▸ **WORK TASK**: Every line from the start of the listing below through the line that contains "from .xyvalue import" is to be reproduced word for word.

▸ **GIVEN INFORMATION**:
PR #152, opened 2015-05-19
WIP: Sparkle plots

hunse:
This is a first working version of sparkle plots (neuron spiking on a grid).

### DIFF
--- a/nengo_gui/components/__init__.py
+++ b/nengo_gui/components/__init__.py
@@ -3,6 +3,7 @@ from .value import Value, ValueTemplate
 from .xyvalue import XYValue, XYValueTemplate
 from .sim_control import SimControl, SimControlTemplate
 from .raster import Raster, RasterTemplate
+from .spike_grid import SpikeGrid, SpikeGridTemplate
 from .voltage import Voltage, VoltageTemplate
 from .pointer import Pointer, PointerTemplate
 from .netgraph import NetGraph, NetGraphTemplate
--- a/nengo_gui/components/spike_grid.py
+++ b/nengo_gui/components/spike_grid.py
@@ -1,0 +1,57 @@
+import nengo
+import numpy as np
+import struct
+
+from nengo_gui.components.component import Component, Template
+
+
+class SpikeGrid(Component):
+    def __init__(self, viz, config, uid, obj, n_neurons=None):
+        super(SpikeGrid, self).__init__(viz, config, uid)
+        self.obj = obj.neurons
+        self.data = []
+        self.label = viz.viz.get_label(obj)
+        self.max_neurons = self.obj.size_out
+        if n_neurons is None:
+            n_neurons = self.max_neurons
+        self.n_neurons = n_neurons
+        self.pixels_x = np.ceil(np.sqrt(self.n_neurons))
+        self.pixels_y = np.ceil(float(self.n_neurons) / self.pixels_x)
+        self.n_pixels = self.pixels_x * self.pixels_y
+        self.struct = struct.Struct('<%df' % (1 + self.n_pixels))
+
+    def add_nengo_objects(self, viz):
+        with viz.model:
+            self.node = nengo.Node(self.gather_data, size_in=self.obj.size_out)
+            self.conn = nengo.Connection(self.obj, self.node, synapse=None)
+
+    def remove_nengo_objects(self, viz):
+        viz.model.connections.remove(self.conn)
+        viz.model.nodes.remove(self.node)
+
+    def gather_data(self, t, x):
+        # TODO: pass only spiking neurons, using subclass of Nengo.Image?
+        #   Considerations include how to filter if we're only passing spike
+        #   times, i.e. need to write a new DataStore, or filter on server
+        #   side, but filtering server-side means we no longer have spikes
+        #   and have to send a lot more data.
+        y = np.zeros(self.n_pixels, dtype=x.dtype)
+        y[:x.size] = (x > 0.0) * 255.
+        data = self.struct.pack(t, *y)
+        self.data.append(data)
+
+    def update_client(self, client):
+        while len(self.data) > 0:
+            data = self.data.pop(0)
+            client.write(data, binary=True)
+
+    def javascript(self):
+        info = dict(uid=self.uid, label=self.label,
+                    pixels_x=self.pixels_x, pixels_y=self.pixels_y)
+        json = self.javascript_config(info)
+        return 'new Nengo.Image(main, sim, %s);' % json
+
+
+class SpikeGridTemplate(Template):
+    cls = SpikeGrid
+    config_params = dict(**Template.default_params)
--- a/nengo_gui/static/image.js
+++ b/nengo_gui/static/image.js
@@ -1,0 +1,127 @@
+/**
+ * Shows an image or pixel grid over time
+ * @constructor
+ *
+ * @param {dict} args - A set of constructor arguments (see Nengo.Component)
+ * @param {int} args.n_lines - number of decoded values
+ * @param {float} args.miny - minimum value on y-axis
+ * @param {float} args.maxy - maximum value on y-axis
+ * @param {Nengo.SimControl} args.sim - the simulation controller
+ */
+
+Nengo.Image = function(parent, sim, args) {
+    var self = this;
+
+    Nengo.Component.call(self, parent, args);
+    self.sim = sim;
+    self.display_time = args.display_time;
+    self.pixels_x = args.pixels_x;
+    self.pixels_y = args.pixels_y;
+    self.n_pixels = self.pixels_x * self.pixels_y;
+
+    /** for storing the accumulated data */
+    self.data_store = new Nengo.DataStore(self.n_pixels, self.sim, 0.01);
+
+    /** spacing between the graph and the outside edges (in pixels) */
+    self.margin_top = 30;
+    self.margin_bottom = 0;
+    self.margin_left = 0;
+    self.margin_right = 0;
+
+    /** draw the plot as an SVG */
+    self.svg = d3.select(self.div).append('svg')
+        .attr('width', '100%')
+        .attr('height', '100%')
+        .attr('style', [
+            'margin-top:', self.margin_top, 'px;',
+            'margin-bottom:', self.margin_bottom, 'px;',
+            'margin-left:', self.margin_left, 'px;',
+            'margin-right:', self.margin_right, 'px;'
+        ].join(""));
+
+    /** call schedule_update whenever the time is adjusted in the SimControl */
+    self.sim.div.addEventListener('adjust_time',
+            function(e) {self.schedule_update();}, false);
+
+    /** create the image */
+    self.image = self.svg.append("image")
+        .attr("x", 0)
+        .attr("y", 0)
+        .attr("width", "100%")
+        .attr("height", "100%")
+        .attr("style", [
+            "image-rendering: -webkit-optimize-contrast;",
+            "image-rendering: -moz-crisp-edges;",
+            "image-rendering: -o-crisp-edges;",
+            "image-rendering: crisp-edges;"
+        ].join(""));
+
+    self.canvas = document.createElement('CANVAS');
+    self.canvas.width = self.pixels_x;
+    self.canvas.height = self.pixels_y;
+
+    self.on_resize(args.width, args.height);
+
+};
+Nengo.Image.prototype = Object.create(Nengo.Component.prototype);
+Nengo.Image.prototype.constructor = Nengo.Image;
+
+/**
+ * Receive new line data from the server
+ */
+Nengo.Image.prototype.on_message = function(event) {
+    var self = this;
+    var data = new Float32Array(event.data);
+    self.data_store.push(data);
+    self.schedule_update();
+}
+
+/**
+ * Redraw the lines and axis due to changed data
+ */
+Nengo.Image.prototype.update = function() {
+    var self = this;
+
+    /** let the data store clear out old values */
+    self.data_store.update();
+
+    var data = self.data_store.get_last_data();
+    var ctx = self.canvas.getContext("2d");
+    var imgData = ctx.getImageData(0, 0, self.pixels_x, self.pixels_y);
+    for (var i = 0; i < self.n_pixels; i++) {
+        imgData.data[4*i + 0] = data[i];
+        imgData.data[4*i + 1] = data[i];
+        imgData.data[4*i + 2] = data[i];
+        imgData.data[4*i + 3] = 255;
+    }
+    ctx.putImageData(imgData, 0, 0);
+    var dataURL = self.canvas.toDataURL("image/png");
+
+    self.image.attr("xlink:href", dataURL);
+};
+
+/**
+ * Adjust the graph layout due to changed size
+ */
+Nengo.Image.prototype.on_resize = function(width, height) {
+    var self = this;
+    if (width < self.minWidth) {
+        width = self.minWidth;
+    }
+    if (height < self.minHeight) {
+        height = self.minHeight;
+    };
+
+    self.svg
+        .attr("width", width - self.margin_left - self.margin_right)
+        .attr("height", height - self.margin_top - self.margin_bottom);
+
+    self.update();
+
+    self.label.style.width = width;
+
+    self.width = width;
+    self.height = height;
+    self.div.style.width = width;
+    self.div.style.height = height;
+};
--- a/nengo_gui/static/image.js
+++ b/nengo_gui/static/image.js
@@ -52,8 +52,7 @@ Nengo.Image = function(parent, sim, args) {
         .attr("style", [
             "image-rendering: -webkit-optimize-contrast;",
             "image-rendering: -moz-crisp-edges;",
-            "image-rendering: -o-crisp-edges;",
-            "image-rendering: crisp-edges;"
+            "image-rendering: pixelated;"
         ].join(""));
 
     self.canvas = document.createElement('CANVAS');
--- a/nengo_gui/static/image.js
+++ b/nengo_gui/static/image.js
@@ -50,7 +50,7 @@ Nengo.Image = function(parent, sim, args) {
     self.canvas.width = self.pixels_x;
     self.canvas.height = self.pixels_y;
 
-    self.on_resize(args.width, args.height);
+    self.on_resize(this.get_screen_width(), this.get_screen_height());
 
 };
 Nengo.Image.prototype = Object.create(Nengo.Component.prototype);
--- a/nengo_gui/static/image.js
+++ b/nengo_gui/static/image.js
@@ -22,21 +22,12 @@ Nengo.Image = function(parent, sim, args) {
     /** for storing the accumulated data */
     self.data_store = new Nengo.DataStore(self.n_pixels, self.sim, 0.01);
 
-    /** spacing between the graph and the outside edges (in pixels) */
-    self.margin_top = 30;
-    self.margin_bottom = 0;
-    self.margin_left = 0;
-    self.margin_right = 0;
-
     /** draw the plot as an SVG */
     self.svg = d3.select(self.div).append('svg')
         .attr('width', '100%')
         .attr('height', '100%')
         .attr('style', [
-            'margin-top:', self.margin_top, 'px;',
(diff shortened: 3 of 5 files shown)


hunse:
I find that if I make a bunch of these (> 4) things get kind of slow. I'm not sure if this is more related to storing the data (which could be fixed by just storing spikes, though the DataStore would still have to calculate the smoothed value at each time step) or if the problem is with rendering the data.

tcstewar:
Looks like there's also ```image-rendering: pixelated;``` which seems to work in recent versions of Chrome  https://www.chromestatus.com/feature/5118058116939776

hunse:
This is the [page I was working off](https://developer.mozilla.org/en/docs/Web/CSS/image-rendering), but looking at it again, I'm not sure why I chose `crisp-edges` over `pixelated`. I feel like I tried `pixelated` and it didn't work for some reason, but it does seem like the more applicable choice.

jgosmann:
rebased to master

jgosmann:
Added a commit to use `pixelated` where available.

If I run a simulation for a while with a sparkle plot it crashes with this exception:
```
  File "/Volumes/Home/blubb/Documents/projects/uni/nengo_viz/nengo_viz/swi.py", line 227, in handle_ws_request
    getattr(self, command)(*[client] + args[1:], **db)
  File "/Volumes/Home/blubb/Documents/projects/uni/nengo_viz/nengo_viz/server.py", line 136, in ws_viz_component
    component.update_client(client)
  File "/Volumes/Home/blubb/Documents/projects/uni/nengo_viz/nengo_viz/components/spike_grid.py", line 46, in update_client
    client.write(data, binary=True)
  File "/Volumes/Home/blubb/Documents/projects/uni/nengo_viz/nengo_viz/swi.py", line 632, in write
    self.socket.send(header)
error: [Errno 35] Resource temporarily unavailable
```

jgosmann:
Also, the margins are defined in pixels with should be changed to something relative to the `scale` (or change to a relative unit like `em`).

hunse:
> Also, the margins are defined in pixels

I took that code from another object, so maybe someone can figure out where I got it from and apply the appropriate change to ems?

> f I run a simulation for a while with a sparkle plot it crashes

How long did you have to run it for? I ran for a minute or two without any signs of crashing (which is arguably not very long). I made two sparkle plots, though, and that made everything grid to a halt. Long-term, I think we're going to need a better way to do sparkle plots. (I'm not sure if the bigger problem is creating the images on the client side, filtering the data on the client side, or just the amount of data sent from the server to the client.)

jgosmann:
Yeah, I can to the em change when I find some more free time.

I didn't have to run it for very long. Only a seconds and it's reproducible.

hunse:
> I didn't have to run it for very long. Only seconds and it's reproducible.

Is that on your laptop? Is it the same on your desktop? I wouldn't be surprised if this is related to processor speed (as I said, I don't see it on my machine). How many neurons in your plot?

My only idea for a quick fix is to limit the maximum number of neurons in the plot. Reducing the amount of data sent from the server to the client (by only sending spikes) could help too, but that's more involved.

hunse:
One other idea I just had for this is to do the sparkle plots like @tcstewar did plotting for the neuromorphic cameras: We just send spike times (and the index of the spiking neuron) from server to client, and then we set the pixel corresponding to that neuron in the image to 1. Each time step, we scale all pixels in the image by a fixed ratio (e.g. 0.9), which performs some filtering. Ideally we'd do this in something like WebGL I think, but it might help in the current SVG setup, too.

hunse:
But that's all probably stuff for later, unless someone's really keen on doing it. For now, let's just add the very buggy sparkle plots.

tcstewar:
I get the same problem as @jgosmann but on window:

```
  File "c:\users\terry\documents\github\nengo_viz\nengo_viz\swi.py", line 227, in handle_ws_request
    getattr(self, command)(*[client] + args[1:], **db)
  File "c:\users\terry\documents\github\nengo_viz\nengo_viz\server.py", line 136, in ws_viz_component
    component.update_client(client)
  File "c:\users\terry\documents\github\nengo_viz\nengo_viz\components\spike_grid.py", line 46, in update_client
    client.write(data, binary=True)
  File "c:\users\terry\documents\github\nengo_viz\nengo_viz\swi.py", line 632, in write
    self.socket.send(header)
error: [Errno 10035] A non-blocking socket operation could not be completed immediately
```

My guess is that we're filling up the websocket buffer.  I'm curious what happens if we just handle that exception well....

tcstewar:
Putting this in ```spike_grid.py``` fixes the problem for me:

```python
        while len(self.data) > 0:
            data = self.data.pop(0)
            try:
                client.write(data, binary=True)
            except:
                pass
```

jgosmann:
> Is that on your laptop? Is it the same on your desktop? I wouldn't be surprised if this is related to processor speed (as I said, I don't see it on my machine). How many neurons in your plot?

Only laptop (which is faster than my desktop). Neurons whatever the number in `ens` in `net.py` is.

@tcstewar Maybe we should be a bit more specific in that except? Or at least log the exception somewhere (though that might be something for later because IMO we have to refactor how output is done anyways)

tcstewar:
> Maybe we should be a bit more specific in that except?

Yup, a socket.error seems to make the most sense to me, as I'm pretty sure that's what it is

> (though that might be something for later because IMO we have to refactor how output is done anyways)

I definitely agree.  But later, I think.  :(

jgosmann:
@tcstewar Your fix is not working for me. I get a bunch of `EAGAIN` errors and at some point `ECONNRESET` (connection reset by peer)`. I suppose, if we scoop to much data into the socket and we keep doing this at some point the system (or browser?) just disconnects?

tcstewar:
> Your fix is not working for me. I get a bunch of EAGAIN errors and at some point ECONNRESET (connection reset by peer)`. I suppose, if we scoop to much data into the socket and we keep doing this at some point the system (or browser?) just disconnects?

:(  Grr.  What happens if you ignore the EAGAIN errors?  

Also, what happens for you if you throttle the communication by doing something like only sending every 10th message?

jgosmann:
> :( Grr. What happens if you ignore the EAGAIN errors?

That's what I've been doing.

> Also, what happens for you if you throttle the communication by doing something like only sending every 10th message?

That works.

tbekolay:
This seems like it might not be an easy fix. Should we punt this one to after the release?

jgosmann:
I think, I commented on this just a minute ago, but somehow I didn't?

Anyways, we should try polling the socket with `select` whether it is ready for writing and if not just drop the data.

jgosmann:
hm, polling with select doesn't work ...
so yeah, it doesn't seem to be an easy fix

tbekolay:
I'm going to take this off the release milestone then. If we figure it out during the summer school, we can do another release.

jgosmann:
With #306 the only remaining issue for me seems to be that the plot opens with a size of (0, 0).

jgosmann:
Rebased to current master with (most of) the renames.

Seanny123:
Needs to be rebased again, but after that it's ready to merge.

tbekolay:
I thought there were issues with this being too slow to be used for some browsers / machines?

hunse:
I'm not sure how much it depends on browser or machine, but it can get pretty slow. I'm not sure if it's worth merging it as-is, just to have something, or waiting until we have a better version.

Seanny123:
I was talking about code quality, based off the assumption that the actual performance had been resolved somewhere in the history. This was a silly assumption.

The code seems to not work after I move the slider (it turns completely black) and the (grey) spikes only re-appear when I hit pause.

tcstewar:
> I'm not sure how much it depends on browser or machine, but it can get pretty slow. I'm not sure if it's worth merging it as-is, just to have something, or waiting until we have a better version.

I've got a quick fix that should make this a little more stable so that it'll at least be there until we work on a better version.  

The fix has three parts:  First, handle the communication error by just ignoring it (so that message gets dropped).  Second, do the filtering server-side (so that the dropped messages don't lead to weird visual artifacts).  With this version, there's no cost to doing the filtering server-side, since we're sending data for each pixel anyway.  Third, send data as uint8 rather than as float.

Together, those seem to make it a lot more stable.

Should I commit those changes to this branch?  Here's the diff, as an alternative:

```
diff --git a/nengo_gui/components/spike_grid.py b/nengo_gui/components/spike_grid.py
index 989d642..2bc178c 100644
--- a/nengo_gui/components/spike_grid.py
+++ b/nengo_gui/components/spike_grid.py
@@ -18,32 +18,38 @@ class SpikeGrid(Component):
         self.pixels_x = np.ceil(np.sqrt(self.n_neurons))
         self.pixels_y = np.ceil(float(self.n_neurons) / self.pixels_x)
         self.n_pixels = self.pixels_x * self.pixels_y
-        self.struct = struct.Struct('<%df' % (1 + self.n_pixels))
+        self.struct = struct.Struct('<%dB' % (1 + self.n_pixels))
+        self.max_value = 1.0

     def add_nengo_objects(self, viz):
         with viz.model:
             self.node = nengo.Node(self.gather_data, size_in=self.obj.size_out)
-            self.conn = nengo.Connection(self.obj, self.node, synapse=None)
+            self.conn = nengo.Connection(self.obj, self.node, synapse=0.01)

     def remove_nengo_objects(self, viz):
         viz.model.connections.remove(self.conn)
         viz.model.nodes.remove(self.node)

     def gather_data(self, t, x):
+        self.max_value = max(self.max_value, np.max(x))
+
         # TODO: pass only spiking neurons, using subclass of Nengo.Image?
         #   Considerations include how to filter if we're only passing spike
-        #   times, i.e. need to write a new DataStore, or filter on server
-        #   side, but filtering server-side means we no longer have spikes
-        #   and have to send a lot more data.
-        y = np.zeros(self.n_pixels, dtype=x.dtype)
-        y[:x.size] = (x > 0.0) * 255.
+        #   times, i.e. need to write a new DataStore.
+        y = np.zeros(self.n_pixels, dtype=np.uint8)
+        y[:x.size] = x * 255 / self.max_value
         data = self.struct.pack(t, *y)
         self.data.append(data)

         while len(self.data) > 0:
             data = self.data.pop(0)
-            client.write(data, binary=True)
+            try:
+                client.write(data, binary=True)
+            except:
+                # if there is a communication problem, just drop the frame
+                # (this usually happens when there is too much data to send)
+                pass

     def javascript(self):
         info = dict(uid=self.uid, label=self.label,
diff --git a/nengo_gui/static/image.js b/nengo_gui/static/image.js
index cc38f75..1e4395e 100644
--- a/nengo_gui/static/image.js
+++ b/nengo_gui/static/image.js
@@ -20,7 +20,7 @@ Nengo.Image = function(parent, sim, args) {
     self.n_pixels = self.pixels_x * self.pixels_y;

     /** for storing the accumulated data */
-    self.data_store = new Nengo.DataStore(self.n_pixels, self.sim, 0.01);
+    self.data_store = new Nengo.DataStore(self.n_pixels, self.sim, 0);

     /** draw the plot as an SVG */
     self.svg = d3.select(self.div).append('svg')
@@ -61,7 +61,7 @@ Nengo.Image.prototype.constructor = Nengo.Image;
  */
 Nengo.Image.prototype.on_message = function(event) {
     var self = this;
-    var data = new Float32Array(event.data);
+    var data = new Uint8Array(event.data);
     self.data_store.push(data);
     self.schedule_update();
 }
```

tcstewar:
If people want to try out the change I made above, there's a branch ```sparkle2``` with it.  @Seanny123  if you like the change, you can include it here just by cherry-picking 4b13f1820e1345877cdb94ff09cccb4ebaec823a

Could people try out the sparkle2 branch on their browsers and see if it works well for them?  :)

celiasmith:
Works nicely for me (mac, chrome), as far as speed/visualization go.  It acts a bit odd when resizing because it allows the drag frame to be any aspect ratio, but the graph is fixed 1:1.  

On Safari it looks really weird (like it's been visually filtered by something).

tcstewar:
> It acts a bit odd when resizing because it allows the drag frame to be any aspect ratio, but the graph is fixed 1:1.

True, that is a little weird and inconsistent with our other graphs...  I'm fine with that behaviour for now and then maybe tweak it in a future PR (it'd be kinda neat to have it keep the aspect ratio of the pixels but change the #rows and #cols as you resize it....  :)

> On Safari it looks really weird (like it's been visually filtered by something).

That's probably the resizing filter.  There are about five different competing standards for telling the image to just do a nearest-pixel resize, rather than linear smoothing, and I wouldn't be surprised if we haven't included the Safari-specific flag....  but for now I'm only worried about Chrome and Firefox.  :)

Seanny123:
Both `sparkle` and `sparkle2` work for me on Windows 8 Chrome. I'll let you know when I regain access to my problematic linux laptop to see which one works better.

tbekolay:
Just checked both of these out. I used the default model, but pumped up the number of neurons in A to 1000. A few things that I noticed:

- Neither `sparkle` nor `sparkle2` noticed when I changed the number of neurons in the population.
- `sparkle` failed after a while with the following error:
```
Exception happened during processing of request from ('127.0.0.1', 42604)
  File "/usr/lib/python2.7/SocketServer.py", line 599, in process_request_thread
    self.finish_request(request, client_address)
  File "/usr/lib/python2.7/SocketServer.py", line 334, in finish_request
    self.RequestHandlerClass(request, client_address, self)
  File "/usr/lib/python2.7/SocketServer.py", line 655, in __init__
    self.handle()
  File "/usr/lib/python2.7/BaseHTTPServer.py", line 340, in handle
    self.handle_one_request()
  File "/usr/lib/python2.7/BaseHTTPServer.py", line 328, in handle_one_request
    method()
  File "/home/tbekolay/Code/nengo_gui/nengo_gui/swi.py", line 210, in do_GET
    self.handle_request(args, db)
  File "/home/tbekolay/Code/nengo_gui/nengo_gui/swi.py", line 252, in handle_request
    self.handle_ws_request(args, db)
  File "/home/tbekolay/Code/nengo_gui/nengo_gui/swi.py", line 245, in handle_ws_request
    client.close()
  File "/home/tbekolay/Code/nengo_gui/nengo_gui/swi.py", line 707, in close
    self._sendall(packet)
  File "/home/tbekolay/Code/nengo_gui/nengo_gui/swi.py", line 721, in _sendall
    bytes_sent += self.socket.send(data[bytes_sent:])
error: [Errno 11] Resource temporarily unavailable
```
I didn't get any crashes with `sparkle2`.
- `sparkle` was noticeably more sluggish than `sparkle2` when moving a slider.
- `sparkle` had darker greys than `sparkle2`, for the same network (seed set). `sparkle2` could get some squares that were essentially white, while for `sparkle` they were more like a medium gray.
- Both were slower on Firefox than on Chrome.

In conclusion, `sparkle2` seems stable enough to me.

One thing that I'm not super sure about is the label that we use in the right click menu. Right now, it's "Spikes (grid)". I don't really know what that's going to be before I open it, and to be honest, I don't really know what it is once it's open. Is there some way we can make it more clear what people are seeing with this?

tcstewar:
> Neither sparkle nor sparkle2 noticed when I changed the number of neurons in the population.

Yup, that's a variant of #425 and is true about just about every graph in the system.  I'll be fixing that shortly...

> One thing that I'm not super sure about is the label that we use in the right click menu. Right now, it's "Spikes (grid)". I don't really know what that's going to be before I open it, and to be honest, I don't really know what it is once it's open. Is there some way we can make it more clear what people are seeing with this?

Hmm...  good question.  In Nengo 1.4 this was a "firing rate" plot, which might be slightly clearer...  any other suggestions for names?  I don't like "Sparkle plot" -- that's probably even less clear.

tcstewar:
How do people feel about "Firing pattern" as a name for this plot?  I think it gets the idea across, and it is the pattern aspect that's kinda fun about it....

Seanny123:
+1 for firing pattern

cchan987:
> How do people feel about "Firing pattern" as a name for this plot?

I also like firing pattern!

jgosmann:
> didn't get any crashes with sparkle2.

I did by changing the number of neurons. When going from high to low it seems that the plot stays at the same number, but shows black squares for the now removed neurons. When going from low to high I get this exception (on the console, not in the GUI):
```
Exception in thread Thread-3:
  File "/home/jgosmann/.pyenv/versions/2.7.9/lib/python2.7/threading.py", line 810, in __bootstrap_inner
    self.run()
  File "/home/jgosmann/.pyenv/versions/2.7.9/lib/python2.7/threading.py", line 763, in run
    self.__target(*self.__args, **self.__kwargs)
  File "/home/jgosmann/Documents/projects/nengo_gui/nengo_gui/page.py", line 463, in runner
    self.build()
  File "/home/jgosmann/Documents/projects/nengo_gui/nengo_gui/page.py", line 408, in build
    c.add_nengo_objects(self)
  File "/home/jgosmann/Documents/projects/nengo_gui/nengo_gui/components/spike_grid.py", line 29, in add_nengo_objects
    size_in=self.obj.neurons.size_out)
  File "/home/jgosmann/.pyenv/versions/2.7.9/lib/python2.7/site-packages/nengo-2.0.1-py2.7.egg/nengo/base.py", line 24, in __call__
    inst.__init__(*args, **kwargs)
  File "/home/jgosmann/.pyenv/versions/2.7.9/lib/python2.7/site-packages/nengo-2.0.1-py2.7.egg/nengo/node.py", line 123, in __init__
    self.output = output  # Must be set after size_out; may modify size_out
  File "/home/jgosmann/.pyenv/versions/2.7.9/lib/python2.7/site-packages/nengo-2.0.1-py2.7.egg/nengo/base.py", line 63, in __setattr__
    super(NengoObject, self).__setattr__(name, val)
  File "/home/jgosmann/.pyenv/versions/2.7.9/lib/python2.7/site-packages/nengo-2.0.1-py2.7.egg/nengo/node.py", line 30, in __set__
    result = self.validate_callable(node, output)
  File "/home/jgosmann/.pyenv/versions/2.7.9/lib/python2.7/site-packages/nengo-2.0.1-py2.7.egg/nengo/node.py", line 45, in validate_callable
    result, invoked = checked_call(output, *args)
  File "/home/jgosmann/.pyenv/versions/2.7.9/lib/python2.7/site-packages/nengo-2.0.1-py2.7.egg/nengo/utils/stdlib.py", line 31, in checked_call
    return CheckedCall(func(*args, **kwargs), True)
  File "/home/jgosmann/Documents/projects/nengo_gui/nengo_gui/components/spike_grid.py", line 44, in gather_data
    y[:x.size] = x * 255 / self.max_value
ValueError: Validation error when setting 'Node.output': could not broadcast input array from shape (500) into shape (56)
```

Also, I am not sure if some of the differences between `sparkle` and `sparkle2` are because they branch off master at different points.

tcstewar:
> When going from low to high I get this exception (on the console, not in the GUI):

Ah, good catch.  I think I can fix that fairly readily in sparkle2 now that #514 is in.

> Also, I am not sure if some of the differences between sparkle and sparkle2 are because they branch off master at different points.

Also a good point.  sparkle2 has been rebased to master, but the only actual changes from sparkle are:

https://github.com/nengo/nengo_gui/commit/496a157ef788132ed6e9003b845a72c8bcaeb45a
https://github.com/nengo/nengo_gui/commit/8e59bca44a1277b67a30b24408082fa082e10dd3
https://github.com/nengo/nengo_gui/commit/12dae0f0ee09f584d83c41a46db5ef8bf7b61775

Its sounding like the consensus is that the sparkle2 approach is fine.  Should I bring those changes into this branch, or do a PR on sparkle2?  I originally made the separate branch because @Seanny123 had assigned himself to this one and I didn't want to step on any toes.... :)

Seanny123:
Go ahead and step on my toes. I generally assign my stuff to things I think
I can handle. It's like tagging myself a to-do list. Should I not be using
it that way?

tcstewar:
> Go ahead and step on my toes. I generally assign my stuff to things I think
> I can handle. It's like tagging myself a to-do list. Should I not be using
> it that way?

That seems mostly fair, but it's also a marker to others that they shouldn't do anything on this, because there can only be one assignee at a time.

tcstewar:
I've started a new PR #522 for switching over to ```sparkle2``` and cleaning up the issues raised here.  The crash when changing the number of neurons is now fixed.  I'll retire this PR and discussion should continue in the other one.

▸ **RESPONSE TO THE EXERCISE**:
PR #152, opened 2015-05-19
WIP: Sparkle plots

hunse:
This is a first working version of sparkle plots (neuron spiking on a grid).

### DIFF
--- a/nengo_gui/components/__init__.py
+++ b/nengo_gui/components/__init__.py
@@ -3,6 +3,7 @@ from .value import Value, ValueTemplate
 from .xyvalue import XYValue, XYValueTemplate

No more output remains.